Inhibits histamine and slow-releasing substance of anaphylaxis (SRS-A) release from mast cells but has no intrinsic anti-inflammatory, antihistamine, or vasoconstrictive effects.

Nedocromil ophthalmic (Alocril)

Nedocromil interferes with mast cell degranulation, specifically with release of leukotrienes and platelet activating factor.

Class Summary

Useful in decreasing itching and scratching associated with atopic dermatitis.

Hydroxyzine (Vistaril)

Antagonizes H1 receptors in periphery; may suppress histamine activity in subcortical region of CNS; may assist in sleep.

Diphenhydramine (Benadryl, Benadryl Dye-Free Allergy, Complete Allergy Relief, Q-Dryl, Diphen)

Diphenhydramine is for symptomatic relief of urticaria symptoms caused by the release of histamine in allergic reactions.

Loratadine (Alavert, Allergy Relief, Claritin, Loratadamed)

Loratadine selectively inhibits peripheral histamine H1 receptors.

Desloratadine (Clarinex)

Desloratadine is a long-acting tricyclic histamine antagonist that is selective for H1 receptors. This agent is a major metabolite of loratadine, which, after ingestion, is extensively metabolized to active metabolite 3-hydroxydesloratadine.

Fexofenadine (Allegra Allergy, Allegra Allergy 24 Hour, Mucinex Allergy)

Fexofenadine competes with histamine for H1 receptors in the GI tract, blood vessels, and the respiratory tract, reducing hypersensitivity reactions.

Class Summary

Atopic conjunctivitis requires the use of topical antibiotics that particularly target S aureus, the most common pathogen. Since most ophthalmic antibiotics will target this bacterium, physician discretion, reference to package inserts, and the ophthalmic Physicians' Desk Reference are recommended. Patients' allergies and compliance should be considered.
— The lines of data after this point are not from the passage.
PR #2250, opened 2026-09-10
feat(llm_anthropic,shell): Anthropic workspace id; export chat parts and icons (RR-456)

joshuadarron:
## Summary

Anthropic workspace configuration, plus more shell API exports for apps.

- **`llm_anthropic`: optional `workspaceId`,** sent as the `anthropic-workspace-id` header.
  - Identity-linked API keys carry no workspace, and Anthropic refuses them without this header ("anthropic-workspace-id is required…").
  - Workspace-scoped keys reject a workspace id they don't expect, so the header is sent only when a real value is set. An unresolved `${...}` or a blank value counts as unset.
  - The field appears in every model profile, so it can be set in the node editor. The README documents it.
- **Shell API exports:** `MessageBubble`, `TypingIndicator`, `BxDownload`, `BxRefresh`, and the `IconProps` / `IconComponent` types. Apps can now build a chat thread that isn't a `MessageList`.
  - `MessageBubble` and `TypingIndicator` are `shellApi` members, so the freeze's drift detector sees them and the per-version floors hold them. This mints **shell-api v2** (v0/v1 untouched). Note #2248 also mints a v2: whichever merges second must re-run `./builder shell:freeze` on the rebased branch.
  - `ROCKETRIDE_UI_COMPONENTS.md` names the two chat parts.

## Type

Feature

## Testing

- [x] Tests added or updated: `nodes/test/llm_anthropic/test_extended_thinking_init.py` covers no header when unset, the header when set, `${...}` treated as unset, and blank or whitespace treated as unset
- [x] Tested locally: `nodes/test/llm_anthropic` 14 passed; `tsc --noEmit` on `packages/shell` has 0 errors; `shell:freeze --check` is up to date with v1

## Checklist

- [x] Co-located docs updated (node README, UI components doc)
- [ ] Breaking changes documented (none; additive only)

## Linked Issue

## Summary by CodeRabbit

* **New Features**
  * Added Anthropic workspace ID configuration for identity-linked API keys.
  * Added reusable chat components for message bubbles and typing indicators.
  * Added download and refresh icons to the shell API.
  * Updated the shell API to its latest contract version.

* **Documentation**
  * Documented the Anthropic workspace ID setting and authentication behavior.
  * Documented reusable chat components and their supported properties.


packages/shell/src/api.ts
```diff
@@ -292,7 +295,7 @@ export {
 	GRID_CONFIG_CLEAR,
 	useDebouncedValue, useAnnouncements, formatBytes, formatDate,
 	formatDuration, formatDateValue,
-	ChatView, MessageList, MarkdownRenderer, useChatMessages,
+	ChatView, MessageList, MessageBubble, TypingIndicator, MarkdownRenderer, useChatMessages,
```
asclearuc, line 298: **should fix — these two are documented as public, but no frozen version holds them.**

`MessageBubble` and `TypingIndicator` are plain top-level value exports. The drift detector does not look at those:

```js
// packages/shell/scripts/freeze-shell-api.js:494
function surfaceNames(bundleText) {
    const names = new Set();
    for (const n of shellApiMemberNames(bundleText)) names.add(`v:${n}`);
    for (const n of parseExportedTypes(bundleText)) {
        if (!/^ShellApiV\d+$/.test(n)) names.add(`t:${n}`);
    }
    return names;
}
```

`shellApi` members and exported *types* only. A top-level `export { MessageBubble }` is invisible to `hasActionableChange`, so `shell:freeze --check` reports "no actionable change" and CI is green — which matches what happened here. And `git grep -c MessageBubble packages/shell/contract/versions/` returns 0 for both `v0.d.ts` and `v1.d.ts`.

That leaves them unprotected. `contract-check.generated.ts` floors a member per frozen version (`_floor_vN`), and there is no version that declares these, so deleting or renaming either one later passes `shell:check`, the floors, and the regen-diff. Meanwhile `ROCKETRIDE_UI_COMPONENTS.md:475` now tells app authors to build on them, in the same paragraph as `MessageList` — which *is* frozen (`v1.d.ts:10733`). Two components, one sentence, two different guarantees.

The cheapest fix is to put them where the detector looks, next to the other components already there:

```ts
get MessageBubble() { return MessageBubble; },
get TypingIndicator() { return TypingIndicator; },
```

That makes the change actionable, `./builder shell:freeze` mints v2, and the floors cover them from then on.

If you would rather not grow `shellApi` yet, the other honest option is to say so in the doc — that these two are available but not part of the frozen contract — so nobody builds an app on a promise that is not being made.

Separately, and outside this PR: the `ci.yml:269` comment says the check means "ADDING an export without `shell:freeze` fails". For a top-level value export that is not what it does. Worth its own issue rather than fixing here.

nodes/test/llm_anthropic/test_extended_thinking_init.py
```diff
@@ -98,3 +112,51 @@ def test_string_false_from_the_form_stays_off(monkeypatch, falsy):
...
+    """
+    _build_chat(monkeypatch, reasoning=True)
+
+    assert 'default_headers' not in _CLIENT_KWARGS[-1]
+
+
+def test_a_workspace_id_becomes_the_header(monkeypatch):
+    """
+    An identity-linked key carries no workspace of its own, and the API refuses
+    the request outright without this header. Nothing about such a key looks
```
asclearuc, line 141: **nit — the stub proves the node sends it, not that the client takes it.**

`_load_node_module` replaces `ChatAnthropic` with a recorder, so `test_a_workspace_id_becomes_the_header` asserts the node passed `default_headers={'anthropic-workspace-id': ...}` and stops there. Nothing here — and nothing in CI, which runs the same stub — checks that the real `ChatAnthropic` accepts that kwarg, or that it forwards it to the underlying Anthropic client as a request header.

`langchain-anthropic` is unpinned in `nodes/src/nodes/llm_anthropic/requirements.txt` (correct per house style), so the version CI resolves moves on its own. If `default_headers` is ever renamed or dropped, this suite stays green and the failure appears as a 400 on somebody's first turn — the exact symptom the feature exists to remove.

One command settles it, and is worth pasting into the PR as evidence:

```bash
python -c "
from langchain_anthropic import ChatAnthropic
c = ChatAnthropic(model='claude-haiku-4-5', api_key='sk-ant-test',
                  default_headers={'anthropic-workspace-id': 'wrkspc_test'})
print(c._client._client.headers.get('anthropic-workspace-id'))
"
```

If that prints `wrkspc_test`, the last hop is proven and the stub test is fine as the fast regression guard.

asclearuc (dismissed):
Thanks @joshuadarron — the Anthropic side is careful work. Treating an unresolved `${...}` as unset is the detail that would have bitten someone, and the four tests cover exactly the cases that matter, including the one that asserts `default_headers` is *absent* rather than empty. I also checked the streaming path: `llm_native_stream.py:262` pulls `llm._client` off the same `ChatAnthropic` instance, so extended-thinking runs carry the header too. And all 23 profile blocks in `services.json` list `workspaceId` — I checked each one.

**Approve**

One thing I confirmed rather than flagged: your "no new `shellApi` member" claim is right. `contract/versions/v1.d.ts:12017` already declares `readonly BxDownload: IconComponent` (and `BxRefresh`), so those getters close a gap where the live surface was behind its own frozen contract, rather than opening a new one. `IconProps` / `IconComponent` are likewise already exported types in v1.

Two non-blocking notes inline. CodeRabbit's single Minor ([PEP 257 docstring shape](https://github.com/rocketride-org/rocketride-server/pull/2250#discussion_r3984382395) in the new tests) looks right too and is a one-line change each.

nodes/test/llm_anthropic/test_extended_thinking_init.py
```diff
@@ -98,3 +112,51 @@ def test_string_false_from_the_form_stays_off(monkeypatch, falsy):
...
+# ---------------------------------------------------------------------------
+
+
+def test_no_workspace_sends_no_header(monkeypatch):
+    """
+    THE DEFAULT MUST STAY SILENT. A workspace-scoped key carries its own
+    workspace and is REJECTED if sent a header naming another, so an
+    unconfigured node has to reach the client with no `default_headers` at all
+    — not with an empty dict, and not with an empty id.
+    """
```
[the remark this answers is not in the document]
joshuadarron: Fixed in 9a9d4bb3. All three docstrings now open with a one-line summary, then a blank line, then the detail:

- `test_no_workspace_sends_no_header` → "The default must stay silent."
- `test_a_workspace_id_becomes_the_header` → "A configured workspace reaches the client as the header."
- `test_an_unresolved_reference_counts_as_unset` → "An unresolved reference counts as unset."

Content unchanged; ruff passes.

packages/shell/src/api.ts
joshuadarron: Fixed in 9a9d4bb3 — you're right, and the diagnosis was exact. Both are now `shellApi` members:

```ts
get MessageBubble() { return MessageBubble; },
get TypingIndicator() { return TypingIndicator; },
```

`shell:freeze --check` flips from "no actionable change" to "new exports not in v1" the moment those getters exist, which confirms the detector was the gap. `./builder shell:freeze` then minted **v2** (v0 and v1 untouched, `SHELL_API_VERSION` → 2), and `v2.d.ts` declares:

```ts
readonly MessageBubble: import("react").FC<MessageBubbleProps>;
readonly TypingIndicator: import("react").FC<TypingIndicatorProps>;
```

so `_floor_v2` holds them from here on. `--check` is up to date with v2, `--regen-derived` is a no-op against the committed files, and `tsc --noEmit` on `packages/shell` is clean.

One thing your note sharpened for me, worth writing down: being NAMED in a frozen bundle is not the same as being HELD by it. `ChatView`, `MessageList` and `MarkdownRenderer` are all in `v1.d.ts` as top-level `export declare const`, but none of them is a `shellApi` member either, so the floors do not cover them any more than they covered these two — they were simply present when v1 was minted. I kept this PR to the two components the doc points app authors at; making the other three members is a surface decision of its own and belongs in its own change, if you want it.

**Heads up on a collision:** #2248 (compact sidebar nav) also mints a v2. Whichever of the two merges second will conflict on `contract/versions/v2.d.ts` — the fix is to delete the conflicted file, re-run `./builder shell:freeze` on the rebased branch, and commit what it writes. Flagging it so it is not a surprise at merge time.

On the `ci.yml:269` comment: agreed it overstates what the check does for a top-level value export. Happy to open an issue for it if you want one — say the word and I will.

nodes/test/llm_anthropic/test_extended_thinking_init.py
joshuadarron: Ran it — and the last hop is proven, though the attribute path in your command is not where it lands. Against the engine's environment (`langchain_anthropic` 1.5.2, `anthropic` 0.120.0):

```
c._client._client.headers.get('anthropic-workspace-id')  ->  None
c._client.default_headers['anthropic-workspace-id']      ->  'wrkspc_test'
```

`c._client._client` is the httpx wrapper, which carries only transport defaults (`accept`, `user-agent`, …). The SDK keeps `default_headers` on the Anthropic client and merges them per request, so the honest check is the request it would send:

```
POST https://api.anthropic.com/v1/messages
anthropic-workspace-id: wrkspc_test          # sync client
anthropic-workspace-id: wrkspc_test          # async client (the streaming path)
anthropic-workspace-id: None                 # same call without the kwarg
```

Rather than leave that as pasted evidence, 9a9d4bb3 adds `test_the_real_client_puts_default_headers_on_the_request`: it builds a real `ChatAnthropic`, asserts the header is on the built request for both the sync and async clients, and asserts it is absent without the kwarg. It uses `importorskip` so it skips where the node's requirements are not installed, and skips rather than fails if the SDK's request builder moves — a renamed or dropped `default_headers` kwarg still fails loudly, which is the case you were worried about. 15 tests pass in the suite.

packages/shell/src/apiver.ts
```diff
@@ -40,4 +40,4 @@
 // =============================================================================
 
 /** The current shell-api contract version (the newest frozen `versions/vN`). */
-export const SHELL_API_VERSION = 1 as const;
+export const SHELL_API_VERSION = 2 as const;
```
asclearuc, line 43: **should fix — #2248 mints a different `v2` from the same base, so whichever merges second is wrong until it is re-frozen.**

Both PRs are branched off the same develop commit and both run `./builder shell:freeze`:

| | this PR (#2250) | #2248 |
|---|---|---|
| `src/apiver.ts` | `SHELL_API_VERSION = 2` | `SHELL_API_VERSION = 2` |
| `contract/latest.ts` | `export type * from './versions/v2'` | identical |
| `contract/index.ts` | `ShellApiVersions[2]` | identical |
| `contract/versions/v2.d.ts` | new, 12064 lines | new, 12133 lines — **different content** |

`apiver.ts`, `latest.ts` and `index.ts` are byte-identical in both, so git merges them without complaint. `v2.d.ts` is an add/add of two different files, so the second merge conflicts there — and a conflict resolved by picking one side gives a `v2` that declares one PR's members and not the other's, while `SHELL_API_VERSION` still says 2.

What that costs, concretely: this PR's `v2` has `readonly MessageBubble` and `readonly TypingIndicator` at lines 11863-11864; #2248's does not. Take #2248's file at merge time and `_floor_v2` still passes — the live surface is a superset of the frozen one, so `shell:check` is happy — but nothing frozen holds those two components any more, which is the exact gap this PR's last round closed.

Two ways out, either is fine:

- **Order them.** Say in both PR descriptions which merges first, and have the second re-run `./builder shell:freeze` after rebasing so `v2` (or `v3`) carries both surfaces.
- **Split the freeze.** Merge one PR's feature without the contract bump, then freeze once on develop with both surfaces present.

Worth checking after the merge either way: `./builder shell:freeze --check` should report no actionable change on develop. If it asks for a freeze, the merged `v2` is missing something.

nodes/test/llm_anthropic/test_extended_thinking_init.py
```diff
@@ -98,3 +112,93 @@ def test_string_false_from_the_form_stays_off(monkeypatch, falsy):
...
+    prove the node PASSES `default_headers` and nothing more. `langchain-anthropic`
+    is deliberately unpinned, so the day that kwarg is renamed or dropped this
+    suite would stay green and the failure would arrive as a 400 on somebody's
+    first turn — which is the failure the feature exists to remove.
+
+    Builds the request the SDK would send and reads the header off it, since the
+    kwarg lands in the Anthropic client's `default_headers` and is merged per
+    request rather than onto the transport's own headers.
+    """
+    pytest.importorskip('langchain_anthropic', reason='node requirements not installed in this environment')
```
asclearuc, line 185: **should fix — before the skip CodeRabbit found, there is a wider one: this line can retire the whole test.**

Every other test in this file runs against `_load_node_module()`, which installs a stub `langchain_anthropic` into `sys.modules`. The suite is built to pass with the real package absent. So `importorskip` here is not a formality — if the node-test environment does not carry `langchain-anthropic`, this test never runs, the suite is green, and the last hop is exactly as unproven as it was before the test existed.

I could not settle from the outside whether `./builder nodes:test` installs each node's `requirements.txt` into the engine's Python. You can, in one command:

```bash
./builder nodes:test --pytest="-v -rs nodes/test/llm_anthropic/test_extended_thinking_init.py"
```

`-rs` prints the reason for every skip. If `test_the_real_client_puts_default_headers_on_the_request` appears in that list, the guard is not running in CI and the fix is to make the requirement explicit rather than optional — for example a marker that the nodes suite runs deliberately, or moving this one assertion into a test target that does install the node's requirements.

If it runs, then nothing is needed here and the answer is worth one line in the docstring, so the next reader does not have to ask the same question.

Either way, please fold in CodeRabbit's `pytest.fail` change on line 191 at the same time — the two escape hatches sit in the same test and have the same consequence.

nodes/src/nodes/llm_anthropic/anthropic.py
```diff
@@ -82,11 +82,36 @@ def __init__(self, provider: str, connConfig: Dict[str, Any], bag: Dict[str, Any
...
+        # first sign of it is a 400 on the first turn.
+        #
+        # OPTIONAL, and silent when unset. A workspace-scoped key needs no
+        # header and is rejected if sent a wrong one, so this must stay absent
+        # unless a real value was configured — which is why an unresolved
+        # `${...}` is treated as unset rather than passed along. An engine that
+        # leaves the reference in place when nothing is set would otherwise send
+        # the literal text as the workspace id, and the resulting error names a
+        # workspace nobody has.
+        workspace = str(config.get('workspaceId') or '').strip()
```
asclearuc, line 101: **nit — the `${...}`-means-unset rule belongs one level down, next to its two siblings.**

`ai/common/utils/config_utils.py` exists for exactly this class of problem: a config value that may arrive as a raw env-var placeholder because interpolation did not happen. It already holds `parse_bool` (line 49) and `config_int` (line 86), and both are exported from `ai.common.utils`.

The string case is the missing third member, and this is the second node to hand-roll it — `store_chroma/chroma.py:88` and `:205` each cope with the same unresolved placeholder in their own way, for bool and int. A `config_str` would give the rule one home and one test:

```python
def config_str(value: Any, default: str = '') -> str:
    """
    Read a config string, treating an unresolved '${...}' placeholder as unset.

    Args:
        value: The raw config value.
        default: What to return when the value is missing, blank, or an
            unresolved reference.

    Returns:
        The stripped string, or `default`.
    """
    text = str(value or '').strip()
    return default if not text or text.startswith('${') else text
```

and here:

```python
workspace = config_str(config.get('workspaceId'))
```

Not blocking — the behaviour is right as written, and the project rule puts shared helpers in `ai.common.utils` rather than in the node, so this is where it would go when a third caller appears.

asclearuc (changes requested):
Thanks @joshuadarron — both points from my last round are properly answered at `9a9d4bb3`, not worked around. `MessageBubble` and `TypingIndicator` are `shellApi` members now, `v2.d.ts:11863-11864` declares them, and `_floor_v2` holds them from here on. The last-hop test is the right idea too: reading the header off a built request, and checking `_async_client` as well as `_client`, is exactly what the streaming path needs.

**Request changes**

CodeRabbit's [🟠 Major on the last-hop test](https://github.com/rocketride-org/rocketride-server/pull/2250#discussion_r3991351017) is valid, so it blocks. Its point holds: when `anthropic._models` moves, `pytest.skip` retires the only real-client assertion in the suite, CI stays green, and coverage of the hop silently returns to zero — which is the failure the test was added to prevent. `pytest.fail` with that same message keeps the guard loud.

The same test has a second, wider escape hatch that CodeRabbit did not cover; it is inline, together with two other notes. One of them is about this PR's relationship with #2248 and is worth reading before either merges.

nodes/test/llm_anthropic/test_extended_thinking_init.py
```diff
@@ -98,3 +112,93 @@ def test_string_false_from_the_form_stays_off(monkeypatch, falsy):
...
+    An engine that leaves `${...}` in place when nothing is set would otherwise
+    send the literal text as the workspace id, and the resulting error names a
+    workspace nobody has. Treated as absent instead.
+    """
+    _build_chat(monkeypatch, reasoning=True, workspace=unresolved)
+
+    assert 'default_headers' not in _CLIENT_KWARGS[-1]
+
+
+@pytest.mark.parametrize('blank', ['', '   ', None])
```
asclearuc: **nit — the `None` case does not test a `None` workspace id.**

`_build_chat` only writes the key when the value is not `None`:

```python
if workspace is not None:
    config['workspaceId'] = workspace
```

So `blank=None` builds a config with no `workspaceId` key at all — the same input `test_no_workspace_sends_no_header` already covers one screen up. The case this parametrize reads as covering, a config that carries `workspaceId: None`, never reaches `Chat.__init__`.

Nothing is broken today: `str(config.get('workspaceId') or '').strip()` maps `None` to `''` correctly. The cost is that the suite claims a case it does not run, and the guard on line 75 keeps it unrun after any later change.

Either drop `None` from the list, or use a sentinel so an explicit `None` can be written into the config:

```python
_ABSENT = object()

def _build_chat(monkeypatch, *, reasoning: bool, toggle=None, workspace=_ABSENT):
    ...
    if workspace is not _ABSENT:
        config['workspaceId'] = workspace
```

Gatifloxacin ophthalmic (Zymaxid)

Fluoroquinolone with activity against streptococci, staphylococci, Corynebacterium propinquum, and Haemophilus influenzae; inhibits bacterial DNA synthesis and, consequently, growth.

Class Summary

Inhibit calcineurin, an enzyme involved in T cell activation, thereby decreasing the level of inflammatory cells and mediators on the ocular surface.

Restasis (cyclosporine ophthalmic emulsion, 0.05%)

Restasis is available in single-use or multidose vials, and is commonly used in the treatment of:

1) VKC:1 drop four times a day, treatment can be discontinued once signs/symptoms have resolved and can be restarted once signs/symptoms recur

2) Keratoconjunctivitis sicca: therapeutic by increasing tear production, 1 drop twice daily 

3) Corneal melting syndromes of known or presumed immunologic etiology, e.g. Mooren's ulcer

4) Prevention of graft rejection, in high risk patients, especially after penetrating keratoplasty

5) Keratoconjunctivitis: useful adjunctive treatment in cases of HSV stromal keratitis

Verkazia (cyclosporine ophthalmic emulsion, 0.1%)

FDA approved in June 2021 for the treatment of VKC in children and adults. Verkazia was studied in two randomized, multicenter, double-masked, vehicle-controlled clinical trials: the VEKTIS study and NOVATIVE study, and showed improvement in corneal inflammation and ocular itching in both studies. The most common adverse reactions (>5% of patients) included (usually) transient eye pain and pruritis. Verkazia can be started and stopped as signs/symptoms of VKC have started and have resolved, respectively.